┏━━

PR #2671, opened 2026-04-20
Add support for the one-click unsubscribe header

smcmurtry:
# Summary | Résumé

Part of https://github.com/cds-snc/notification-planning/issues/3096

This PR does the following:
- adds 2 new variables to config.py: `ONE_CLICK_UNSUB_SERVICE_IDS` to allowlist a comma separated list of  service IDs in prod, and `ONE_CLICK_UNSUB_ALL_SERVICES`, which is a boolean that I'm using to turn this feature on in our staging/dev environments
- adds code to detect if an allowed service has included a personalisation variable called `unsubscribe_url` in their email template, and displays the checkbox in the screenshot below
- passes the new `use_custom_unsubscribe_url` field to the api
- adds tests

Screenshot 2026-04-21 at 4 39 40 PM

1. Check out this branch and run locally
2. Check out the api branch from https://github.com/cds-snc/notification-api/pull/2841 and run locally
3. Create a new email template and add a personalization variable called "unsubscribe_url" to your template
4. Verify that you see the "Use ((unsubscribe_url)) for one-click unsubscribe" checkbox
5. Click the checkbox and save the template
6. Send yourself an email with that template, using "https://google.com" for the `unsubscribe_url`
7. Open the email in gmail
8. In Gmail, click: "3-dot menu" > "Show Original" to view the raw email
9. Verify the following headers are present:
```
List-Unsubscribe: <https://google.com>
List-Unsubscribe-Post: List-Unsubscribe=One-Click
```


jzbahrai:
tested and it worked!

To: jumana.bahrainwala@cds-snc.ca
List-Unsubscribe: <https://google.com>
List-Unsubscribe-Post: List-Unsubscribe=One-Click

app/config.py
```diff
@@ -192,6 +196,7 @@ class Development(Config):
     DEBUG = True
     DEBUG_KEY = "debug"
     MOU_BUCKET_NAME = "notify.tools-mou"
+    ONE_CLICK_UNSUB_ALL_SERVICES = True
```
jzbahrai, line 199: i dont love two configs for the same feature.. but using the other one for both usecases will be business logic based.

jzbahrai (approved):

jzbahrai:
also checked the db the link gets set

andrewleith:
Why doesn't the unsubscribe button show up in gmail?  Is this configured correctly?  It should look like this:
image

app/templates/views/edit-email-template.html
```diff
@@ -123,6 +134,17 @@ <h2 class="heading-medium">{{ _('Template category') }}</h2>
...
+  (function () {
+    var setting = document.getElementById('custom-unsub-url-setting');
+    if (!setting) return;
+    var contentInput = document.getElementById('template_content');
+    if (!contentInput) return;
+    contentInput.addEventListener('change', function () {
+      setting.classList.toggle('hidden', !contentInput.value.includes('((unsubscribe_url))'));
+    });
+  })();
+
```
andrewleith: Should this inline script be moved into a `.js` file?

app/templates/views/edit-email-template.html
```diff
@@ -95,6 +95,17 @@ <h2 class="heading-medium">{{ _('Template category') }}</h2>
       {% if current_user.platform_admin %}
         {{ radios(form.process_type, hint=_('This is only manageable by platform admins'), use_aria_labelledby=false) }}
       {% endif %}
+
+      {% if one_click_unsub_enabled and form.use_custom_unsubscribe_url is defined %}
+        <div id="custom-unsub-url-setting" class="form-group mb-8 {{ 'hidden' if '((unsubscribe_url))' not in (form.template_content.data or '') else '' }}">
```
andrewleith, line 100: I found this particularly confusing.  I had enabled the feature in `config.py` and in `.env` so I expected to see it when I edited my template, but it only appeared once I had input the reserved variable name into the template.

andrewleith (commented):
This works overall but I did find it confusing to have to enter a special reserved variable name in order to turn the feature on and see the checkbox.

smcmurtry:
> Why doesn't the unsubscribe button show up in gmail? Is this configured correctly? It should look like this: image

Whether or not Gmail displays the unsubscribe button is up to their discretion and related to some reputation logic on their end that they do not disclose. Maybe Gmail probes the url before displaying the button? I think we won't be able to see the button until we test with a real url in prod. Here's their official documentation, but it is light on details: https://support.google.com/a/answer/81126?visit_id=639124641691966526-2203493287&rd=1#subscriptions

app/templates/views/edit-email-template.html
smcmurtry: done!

┗━━

#### WHAT IS BEING ASKED:
Find every line in the records that holds the word "branch", then state the count alone.

#### EXERCISE RESULT:
2